第5話


 前回までのあらすじ――

 美食の神・グルメニスタであるカトーミヤビは、友人Mが持つ悪魔のパスポートこと某ホテルビュッフェのペアチケットにより、めっちゃ贅沢なランチタイムを送るはずであった。

 ところが当日の朝、Mの足首が痛恨の一撃により大ダメージを負ったため、チケットを託されたミヤビはたった一人で格調高いホテルビュッフェへと向かうことになってしまった。

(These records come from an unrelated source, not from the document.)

PR #686, opened 2026-07-26
# Board-detail refinements, action fixes & image uploads

traciday:
# Board-detail refinements, action fixes & image uploads

**29 files · +2,840 / −1,042**

| Area | Files | Churn |
|---|---|---|
| 🎨 Board-detail styling | `app.scss` | +1,288 / −482 |
| 🔗 Actions / links / video | 3 files | +556 / −200 |
| 🧩 Board-detail template | 2 files | +79 / −316 |
| 🖼️ Images & uploads | 4 files | +153 / −12 |
| ↔️ board-alt parity | 2 files | +56 / −15 |
| ✅ Tests / docs / i18n | 17 files | +708 / −17 |

---

## 🎨 Board-detail — speak & edit chrome

`app/frontend/app/styles/app.scss` (+1288/−482) · `templates/user/board-detail.hbs` (+76/−313) · `components/board-detail-grid.hbs` (+3/−3)

- **Speak mode:** flat shell/main surfaces so the thin lighter seam at the top is gone; a frosted-glass compose (sentence) bar; a **circular mic that scales with button size** on short screens; the word-prediction rail seated on the dark board surface; a Home button + an in-folder Back button; the inline sidebar reworked as one glass panel.
- **Folder display modes:** tab-labels, colored-corner, and default folder-back geometry driven from a single source, so folder rows stay aligned across modes.
- **Edit mode:** the sticky session bar now shows the board's **title + icon** (so you always know which board you're editing), relabels `Done Editing → Save` and `Discard → Cancel`, adds an "Editing" status badge, and moves the "Take a tour" trigger into the edit panel. Brighter edit-rail/panel gradients, darker light-mode labels, and short-screen space reclaimed around the preview grid.
- **Grid:** the `hide-label` class now propagates to the card + label span, so "hide the label when the picture is shown" actually hides it.
- Dark mode maintained throughout.

## 🔗 Actions, links, videos & folders

`components/button-settings.js` (+152/−3) · `components/button-settings.hbs` (+202/−111) · `controllers/user/board-detail.js` (+202/−86)

- **Link buttons no longer navigate to the old board.** Switching a button's action clears the conflicting fields across **every** entry point (Action dropdown + Quick-action shortcut), and `select_button` reads the authoritative board button instead of a stale render copy.
[...]

PR #692, opened 2026-07-27
# 🔍 Find-a-button across the whole board tree, faster board opens, landing/privacy copy, and login self-heal

traciday:
# 🔍 Find-a-button across the whole board tree, faster board opens, landing/privacy copy, and login self-heal

Branch: `traci/styling/styling-updates` → `staging`

✅ Staging is fully merged in (`origin/staging` is an ancestor of HEAD), so this is a clean fast-forward-able diff.

> ⚠️ **Scope note:** the branch has 351 commits ahead of staging, but most of that work already landed in staging via squash-merges (notably #686). The **real diff is 33 files, +747 / −275** — that is what this description covers.

---

## 🎯 Why this PR exists

Five independent threads, all verified against the current head:

1. 🔍 **Find-a-button was blind above the current board.** On a sub-board it only searched that board's descendants, so a word on a parent, sibling, or root board could not be found.
2. 🐌 **Board opens felt ~4s slow** even on a cache hit, because the button-set generation ran on the critical path.
3. 👻 **The loading overlay didn't react** under Ember 5.x, so it could stick or never appear.
4. 🔑 **A stale browser token wedged login** until the user manually cleared browser storage.
5. 📣 **Landing/marketing copy overstated our position** on languages, WCAG, AI, and analytics.

---

## 1. 🔍 Find-a-button — search the whole tree, and climb back up

**Problem.** `find-button` built its button set from the *current* board and walked **down**. On a sub-board, everything above you was invisible to search.

**Fix.** Resolve the navigation **root** first, then build that board's whole-tree set.

| | Change | File |
|---|---|---|
| 🌳 | New `_resolveSearchRoot()` — reads `app_state.board_detail_nav_history[0]` (the board the session started on) and builds from there | `components/find-button.js` |
| ⚓ | Anchor return-navigation to the searched tree's own root in speak mode, so `button_steps` can emit a `true_home` step | `models/buttonset.js` |
| ⬅️ | `true_home` / `home` steps drive the **Back** button on board-detail (`[data-bd-action='go_back']`) instead of Home — climbing the tree instead of jumping to the session home board | `controllers/application.js` |
| 🧭 | Guided navigation into a sub-board now pushes nav-history, so Back actually renders | `controllers/application.js` |
| ▶️ | Board-detail's render path never reached `resume_scanning()`, so a guided sequence stalled the moment it entered a sub-board — now resumes, guarded on an actual board change | `utils/edit_manager.js` |

⚠️ **Sharp edge worth reviewing:** button sets are now keyed on the **numeric `global_id`**, never the ember-data record `id`. A board loaded by key has `id == "user/boardname"` and stashes the real id in `_actual_id`. Mixing the two gave the root key-form ids while every descendant was numeric, so the guided highlight would reach the root and then fail to locate the target button. Fixed in `_loadOrBuildButtonSet`, `_buildLocalButtonSet`, `process_board`, and the `from_board_id` passed to `find_sequence` / `find_buttons`.

🛟 `_resolveSearchRoot` falls back to the current board when not in speak mode, when nav history is empty (deep link), or when the root record won't resolve.

🚩 `find_sequence` is behind the existing `find_multiple_buttons` feature flag (`lib/feature_flags.rb`); `find_buttons` is the unflagged path and both were updated identically.

---

## 2. ⚡ Board opens — take button-set generation off the critical path

`setupController` called `model.load_button_set()` inline. For an uncached set that's `POST /api/v1/buttonsets/:id/generate`, which makes the server build the entire find-a-button hierarchy — several seconds on a large board, while the grid itself paints in ~12ms.

⏱️ Now deferred to a `runLater(…, 750)` after paint, matching the existing `warm_images` / `prefetch_linked` pattern. It bails if the component is torn down or the user has already navigated elsewhere. **find-a-button is user-invoked, so nothing waits on it.**

🎬 Also: the board-collection drawer now returns its `Transition` so it can clear the "Opening your board" overlay when the board actually settles, rather than relying on its 8s safety timeout.

---

## 3. 👻 Loading overlay — real reactivity

The component computed `show` / `message` from `app_state.loading_overlay_message`, which was never declared on the service. An undeclared property that is only `.set()` later can fail to notify template consumers under Ember 5.x.

- 📌 Declared `loading_overlay_message: null` on the service
- 🔗 Template binds the service property **directly**; dropped both intermediate computeds and a leftover debug probe `<div>`
- 🧹 Cancelled the orphaned 15s guard timer on hide — it was keeping the run loop alive and tripping Ember's pending-timers assertion in tests
- 🧪 **New test:** `tests/components/app-loading-overlay-test.js` covers the reactive data contract

---

## 4. 🔑 Login self-heal for a stale browser token

The server rotates the browser token (used as `client_secret`) and returns the current one in the `BROWSER_TOKEN` header on **every** response — including the 400 it sends when your token is stale. A tab left open past the token window would send a stale secret, get `"Invalid client_secret for client_id"` *before the password was ever checked*, and stay wedged until browser storage was cleared manually.

- 🔁 `session.authenticate` detects a `client_secret` error, persists the fresh token the server just handed back, and retries **once** (guarded by `browser_token_retried`)
- 💾 `persistence.refresh_browser_token_from_response` keeps the stored token current on every response, so it doesn't go stale mid-session

### 🚪 Entry points (CLAUDE.md P2)

| Entry point | Enforced at | Test |
|---|---|---|
| Password login (`grant_type: password`) | Rails `/token` — unchanged; this is a client-side retry of a **rejected** request, not a new grant | ⚠️ Not covered — see below |
| SPA transition / cached content | No new path; token refresh is passive bookkeeping on responses | n/a |
| Direct API call | Unchanged — the server still validates `client_secret` on every attempt | n/a |

🔒 **This does not weaken authentication.** The retry re-sends the same password with a token the server itself just issued; a wrong password still fails, and the retry is capped at one attempt.

---

## 5. 📣 Landing, privacy and accessibility copy

Marketing claims brought in line with what we can actually support:

| | Was | Now |
|---|---|---|
| 🌐 | "10+ languages" / "10+ language support" | "Multiple languages" |
| ♿ | "WCAG 2.1 AA compliant" | "Working toward WCAG 2.1 AA" |
| 🤖 | AI board generation described as unconditional | "opt-in AI … your content is never used to train AI models" |
| 📊 | Analytics described as unconditional | "Opt in to track … you can turn analytics off at any time" |

✨ Plus a new **Our Mission** section and a **Privacy Commitment** section on landing-alt, and an `aria-label` describing the hero mockup for screen readers.

🧽 The beta-welcome Original/Short layout toggle was removed — the page now always renders the Short version.

🌍 **i18n:** 16 new keys generated and merged across all 13 locale files (`i18n_generator.rb --generate` + `--merge`; TOTAL DUPS 0 / MISSING 0). Non-English locales carry `***` placeholders pending translation.

---

## 6. 🛠️ Operational tooling

- 🔧 **`rake extras:rebuild_button_sets`** — rebuilds every board's downstream button set **sequentially**. `BoardDownstreamButtonSet` coordinates shared sub-boards through a per-board Redis traversal cache and a freshness guard, so concurrent rebuilds of overlapping trees race and can produce empty sets. One board at a time is deliberate. Clears stale `traversed/button_set/*` keys first.
- 🪣 **`.env.op.template`** — documents `UPLOADS_S3_NO_ACL=1`. The dev bucket has Object Ownership = "Bucket owner enforced" (ACLs disabled), so `acl=public-read` uploads fail with `AccessControlListNotSupported`, which silently breaks board copy and button-set generation. Verified honored at `lib/uploader.rb:190` and `lib/uploader.rb:332`.

---

## ✅ Fix status

| | Item | Status | Evidence |
|---|---|---|---|
| 🔍 | Find-a-button searches parent/root boards from a sub-board | ✅ Fixed | `components/find-button.js` `_resolveSearchRoot` |
| ⬅️ | Guided highlight climbs back up via Back on board-detail | ✅ Fixed | `controllers/application.js` (`bd_back` branch) |
| ▶️ | Guided sequence stalled on entering a sub-board | ✅ Fixed | `utils/edit_manager.js` (resume on board change) |
| 🔑 | Button-set ids keyed on numeric `global_id` | ✅ Fixed | `find-button.js`, `models/buttonset.js` |
| ⚡ | Board open blocked on button-set generation | ✅ Fixed | `routes/user/board-detail.js` (deferred 750ms) |
| 🎬 | Board-collection overlay cleared on settle, not by timeout | ✅ Fixed | `controllers/user/board-detail.js` |
| 👻 | Loading overlay reactivity under Ember 5.x | ✅ Fixed | `services/app-state.js`, `components/app-loading-overlay.*` |
| 🧹 | Orphaned 15s overlay guard timer | ✅ Fixed | `services/app-state.js` (`runCancel`) |
| 🔐 | Stale browser token wedging login | ✅ Fixed | `services/session.js`, `services/persistence.js` |
| 📣 | Landing copy overstating languages / WCAG / AI / analytics | ✅ Fixed | `landing-alt-page.hbs`, `features.hbs`, `public/locales/en.json` |
| 🌍 | i18n coverage for new strings | ✅ Fixed | 13/13 locale files, 0 missing |
| 🔧 | Button-set rebuild tooling | ➕ Added | `lib/tasks/extras.rake` |
| 🪣 | ACL-disabled bucket documented | ➕ Added | `.env.op.template`, honored at `lib/uploader.rb:190,332` |

## ⚠️ Not covered by this PR

- 🧪 **No automated test for the browser-token retry.** The self-heal is verified by the reproduction in `docs/task-management/2026-07-25-stale-browser-token-login-wedge.md`, not by a spec. 👉 Requesting a manual check: log in, leave the tab idle past the token window, log out, log back in — should succeed without clearing storage.
- 🧪 **No automated test for the guided find-a-button climb.** The multi-board highlight sequence needs a rendered board tree. 👉 Requesting a manual click-test: from a **sub-board** in speak mode, search a word that lives on the **root** board, then confirm the highlight walks Back up the tree and lands on the correct button.
- 🔧 **`rake extras:rebuild_button_sets` has no spec** and is an operator tool. It is read-mostly per board but does write button sets; run it against dev first.
- 🪣 **`.env.op.template` is shared config.** It only documents a dev-bucket variable and changes no runtime default (`UPLOADS_S3_NO_ACL` is unset in prod ⇒ ACLs still applied), but flagging it since it is outside my usual UI scope.
- 🌍 **Non-English locale strings are `***` placeholders**, not translations.

## 🧪 Verification

| | Check | Result |
|---|---|---|
| ✅ | Ember test suite | **1818 tests / 1778 pass / 40 skip / 0 fail** |
| ✅ | RSpec (`image_spec`, `button_image_spec`, `word_data_spec`, `board_spec`) | **0 failures** |
| ✅ | `sass` compiles `app.scss` | clean |
| ✅ | All 13 locale files parse as JSON | pass |
| ✅ | `i18n_generator.rb --generate` / `--merge` | TOTAL DUPS 0 / MISSING 0 |
| ✅ | Staging merged in | `origin/staging` is an ancestor of HEAD |


traciday:
Commit: fix(ci): allowlist landing_a11y_* i18n keys in gitleaks; make uploader ACL spec env-independent

Before pushing I re-ran gitleaks against the new range (abd6d8c8c..5589a53ab, 275 commits — one more than the failing run, since the fix commit is now inside the scanned range): no leaks found, exit 0. That matters because the config change is itself part of the range being scanned; verifying the old range wouldn't have proven the actual CI invocation passes.

The commit message records both the what and the why-not-the-obvious-alternative:

Why not just rename the key — gitleaks scans a commit range, so the literal survives at 5af1f9bba no matter what HEAD looks like, and a rename would churn all 13 locale files for nothing.
Why the existing locales allowlist didn't already cover it — these keys also live in the .hbs template, outside that path glob.
Evidence the allowlist is narrow — it suppressed the i18n keys while still catching a planted GitHub PAT and a generic secret in the same scan.
The spec fix — it was reading ambient ENV, so anyone following the new .env.op.template guidance would hit a local failure CI never saw; it also never exercised the UPLOADS_S3_NO_ACL branch its own name promised. The new assertion was confirmed to fail against a deliberately broken use_acl before I restored it.
CI should now go green across all six jobs — every one was verified locally first, including the full 6573-example RSpec suite under CI-equivalent conditions.

One thing that hasn't changed: stats_spec.rb:710 will still fail if you run bundle exec rspec locally without TZ=UTC. Pre-existing, untouched by this branch, invisible to CI.

MelissaOneil (approved):

PR #702, opened 2026-07-29
fix(codex-review): resolve deep-pass to a terminal state on every exit path

swahlquist:
Phase 2 of `ai-company-brain outputs/plans/2026-07-28-codex-review-gate-plan.md`.
Scope is **gate reliability only**. No routing, credential, compliance-toggle, or
branch-protection change.

## Problem

`codex-review/deep-pass` wrote a terminal status in only two places: the
input-validation guards at the top of the job, and the final resolve step.
Anything failing between them, notably the reviewer auth step, left the status
`pending` and delegated the problem to `codex-watchdog.yml`, which by design waits
30 minutes.

Observed 2026-07-28: auth failed in about 90 seconds while `deep-pass` read
"Codex review running" for 41-65 minutes on #690, #696 and #697.

**The watchdog was working correctly.** It found all three and flipped them to
`failure`. The primary workflow was misreporting its own state, so a fast failure
looked like a slow review. This PR fixes the reporting and keeps the watchdog as
the independent backstop.

## Changes

**1. Attempt-scoped run identity.** `RUN_URL` is now job-level env and includes
`/attempts/<run_attempt>`. `runs/<run_id>` alone is identical across re-runs, so
attempt 2 could match attempt 1's terminal status in the resolve step's verify loop
(reporting false success) and inherit attempt 1's `created_at` (defeating the
watchdog clock). All six `target_url` writes and `run-chunks --run-url` use it.

**2. Terminal-status lifecycle step, `if: always()`.** Covers success, failure,
cancellation, re-run on the same SHA, and the status write itself failing.
`if: failure()` is insufficient because it does not run on cancellation.
Idempotent, retries the write 3x, fails the job loudly if it cannot write, and
fails closed if a green job produced no verdict.

**3. Watchdog anchors on the earliest pending status for the attempt in force**,
read from the plural `/statuses` endpoint. `run-chunks.py` re-POSTs a pending
heartbeat per chunk, each minting a new `created_at`, so anchoring on the latest
entry let a heartbeating run push the clock forward indefinitely and outrun the
30-minute sweep, in exactly the hang case the backstop exists for.

## Pre-push verification

- 44 existing codex-review unit tests pass (envelope 27, evidence 11, chunks 6)
- both workflows parse; `bash -n` clean over every embedded `run` block
- jq anchor logic checked against synthetic multi-attempt heartbeat data

## Live verification, 2026-07-29 (attended)

All five cases exercised. Cases 2, 3 and 4 pass outright; case 1 is deferred with
[...]

PR #705, opened 2026-07-29
docs(process): temporary --admin exception policy for codex-review/deep-pass

swahlquist:
Resolves Fork 2 of the codex-review gate plan. Companion to #702 (the gate-reliability fix); deliberately separate so that PR stays narrow.

## Why

`codex-review/deep-pass` is a required status check on `staging` with **no funded reviewer route** since 2026-07-27. Demoting it to advisory was rejected: `enforce_admins` is false so the override already exists, and demotion would silently remove the gate for every future PR rather than for the specific PRs affected by this outage.

**The check stays required. Branch protection is unchanged.** This policy governs the override instead, so each bypass is a deliberate, recorded act.

## Fields

- **Approver:** Scot Wahlquist (`swahlquist`), sole approver
- **Expiry:** 2026-08-28, or earlier when an authorized reviewer route passes the five-case verification in #702
- **Audit log:** `audit-reports/deep-pass-admin-overrides.md` (added here, empty)

## What it says

It states plainly that `gh pr merge --admin` **bypasses branch protections broadly**, not just `deep-pass`: in one command it can also override `rspec`, `build-and-test`, `audit-artifacts-integrity`, `secret-detection` and `codex-review-tests`. **An `--admin` merge is not equivalent to a passing reviewer gate.**

Five conditions must all hold:

1. `deep-pass` is failing because no route is funded, evidenced by the run failing at the auth step, not the review step
2. every other required check is green **on its own**
3. the PR is not on a data-bearing path per `scripts/codex-review-path-classifier.sh`
4. a **named human** actually reviewed the diff
5. a listed approver authorized that specific PR

**The approver does not silently count as both reviewer and approver.** A separate human diff reviewer is required whenever one is available; where none is, the entry must record `SAME AS APPROVER - no second reviewer available` explicitly, so the collapse is visible and countable at the lapse review.

Required-check results are enumerated individually in each entry rather than summarized as "all green," since `--admin` bypasses them all at once.

## Temporary by construction

It lapses on the earlier of the expiry date or a verified route. If the outage is unresolved at expiry it must be **explicitly renewed** with a new date, never rolled over. A review on lapse asks two questions, the second being whether the human-review condition held every time or decayed into a formality under time pressure.

## Not in this PR

Provider routing, credentials, `CODEX_COMPLIANCE_PATHS`, and the sync-config repair all remain out of scope.

https://claude.ai/code/session_019eWWTEBEwJBqbkwmyku22n

### DIFF
--- a/audit-reports/deep-pass-admin-overrides.md
+++ b/audit-reports/deep-pass-admin-overrides.md
@@ -1,0 +1,7 @@
+# deep-pass `--admin` override log
+
+One entry per override, per `docs/process/deep-pass-admin-exception-policy.md`.
+Every field in that policy's evidence block is mandatory. Do not abbreviate
+required-check results to "all green": `--admin` bypasses all of them at once.
+
+_No overrides recorded yet._
--- a/docs/process/deep-pass-admin-exception-policy.md
+++ b/docs/process/deep-pass-admin-exception-policy.md
@@ -1,0 +1,172 @@
+# `--admin` merge exception policy: codex-review/deep-pass
+
+**Status: APPROVED 2026-07-28.** All three open fields set by Scot. Effective on
+merge into LingoLinq-AAC.
+
+Resolves Fork 2 of the codex-review gate plan (ai-company-brain
+`outputs/plans/2026-07-28-codex-review-gate-plan.md`).
+Audit log: `audit-reports/deep-pass-admin-overrides.md`.
+
+---
+
+## Why this exists
+
+`codex-review/deep-pass` is a required status check on `staging`. As of 2026-07-27
+it has **no funded reviewer route**: `CODEX_OPENAI_API_KEY` was deleted deliberately
+and `CLAUDE_REVIEW_API_KEY` never existed. Every run since has failed at
+authentication.
+
+Two options were considered. Demoting the check to advisory was **rejected**:
+`enforce_admins` is false, so the override already exists, and demotion would
+silently remove the gate for every future PR rather than for the specific PRs
+affected by this outage. **The check stays required.** This policy governs the
+override instead, so each bypass is a deliberate, recorded act.
+
+## Scope
+
+Applies only to merges blocked by `codex-review/deep-pass` while no authorized
+reviewer route is funded and verified. It does not apply to any other failing
+required check.
+
+## What `--admin` actually does
+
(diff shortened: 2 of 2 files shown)


swahlquist:
## --admin merge under a ONE-TIME EMERGENCY EXCEPTION

This PR **adds** the exception policy, so the policy cannot govern its own merge; it is not yet in effect. Recorded here to the same standard the policy will require from the next override onward.

```
--admin merge, one-time emergency exception (policy not yet active)

PR:                   #705
Head SHA:             668c367610bca313690f2829e4f3e02755fd3673
Timestamp (UTC):      2026-07-29T07:55Z
Reason for exception: Lands the deep-pass --admin exception policy itself.
                      deep-pass has no funded reviewer route, so this PR cannot
                      pass the gate it exists to govern. Bootstrapping only.

Auth-failure evidence (condition 1):
  deep-pass run URL:  https://github.com/lingolinq/LingoLinq-AAC/actions/runs/30425705022
  Failing step:       Authenticate Codex CLI    <- auth, NOT the review step
  Run conclusion:     failure
  Status timeline:    05:39:18Z pending -> 06:20:56Z failure
                      "Timed out after 41min with no result (watchdog)"
                      (default-branch code; the 41 min is the defect #702 fixes)

Human diff reviewer:  Scot Wahlquist (SAME AS APPROVER - no second reviewer available)
Approver:             Scot Wahlquist (swahlquist)

Required-check results (condition 2, each green on its own):
  rspec:                      pass
  build-and-test:             pass
  audit-artifacts-integrity:  pass
  secret-detection:           pass
  codex-review-tests:         pass
  security-scan:              pass
  comment-preview-url:        skipping (not required)
  codex-review/deep-pass:     failure  <- the check this exception covers

Data-bearing path (condition 3): no
  classifier: data_bearing=false compliance_path=true
              (compliance_path=true because this PR adds audit-reports/
               deep-pass-admin-overrides.md; inert while CODEX_COMPLIANCE_PATHS=allow)
```

Note: `--admin` bypasses branch protections **broadly**, not just `deep-pass`. Every other required check was verified green on its own before use, as the policy requires.

Follow-up: this override must be back-filled into `audit-reports/deep-pass-admin-overrides.md` once merged.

 ママー、あの人どうして一人でお皿に料理山盛りにして食べてるの?

 しぃっ、見ちゃいけません!

 ぐああああキツい! キツいが病院ですすり泣いているであろうMのため、そしてグルメでありグルマーでありグルマニアでありシベリアンハスキーである私の欲望のために、この難ミッションをこなしてみせる……!

(ていうかまさか三話に渡ってこの件をお伝えすることになろうとは、シルバニアファミリーの私もびっくりである)


 さて、無事に大阪へと辿り着いた私は目的のホテルへと足を踏み入れた。外観からして「うわー高っ」とつい見上げてしまう、田舎にはないレベルの建造物である。怪しいモンじゃないんですよえへへへ、と卑屈な笑いを浮かべながら入っていく私はもはや、殿様の戯れで城に呼ばれた農民のごとき心境であった。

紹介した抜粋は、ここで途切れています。